Il terzo album della cantautrice, chitarrista e arpista di Brooklyn, New York, Lizzie No è un costrutto. Classificare gli artisti potrebbe rendere più semplice l’organizzazione dei negozi di dischi e delle playlist, ma non esiste un termine che possa definire un artista, men che meno uno come Lizzie No.
Si potrebbe dire che Lizzie No fa musica “americana”, in quanto il suo lavoro attinge ai ritmi e alle tradizioni del blues, del folk e del country.

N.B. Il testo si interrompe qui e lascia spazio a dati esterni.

PR #4794, opened 2019-09-04
Rule harden_sshd_crypto_policy added to the unselect_rules_list

matusmarhefka:
#### Description:

- Rule `harden_sshd_crypto_policy` is breaking access to machines using standard `rsa-sha2-256` and `rsa-sha2-512` keys, therefore add it to the `unselect_rules_list` which is used to unselect rules when testing using SSG TS in the profile mode.


mildas:
Looks good to me. Thank you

Mostrando un’innegabile influenza indie che le permette di muoversi frequentemente e senza soluzione di continuità tra circoli musicali sovrapposti.
Si potrebbe dire che Lizzie No scrive canzoni di “protesta”, in quanto donna nera e queer, la sua intera esistenza è una protesta vivente, respirante e cantata contro un genere e un paese che sono riluttanti a fare i conti con le fondamenta stesse su cui sono stati costruiti.
Il modo meravigliosamente intricato di scrivere canzoni di Lizzie No risplende in queste undici canzoni, con il personale e il politico che si intrecciano l’uno con l’altro con la stessa naturalezza del suo patchwork di influenze. L’album funge da conversazione vivente tra le ispirazioni musicali e letterarie di No, riflettendo la sua venerazione per le grandi voci che l’hanno preceduta, da Lucinda Williams a Toni Morrison, e la sua ricerca di una connessione tra loro.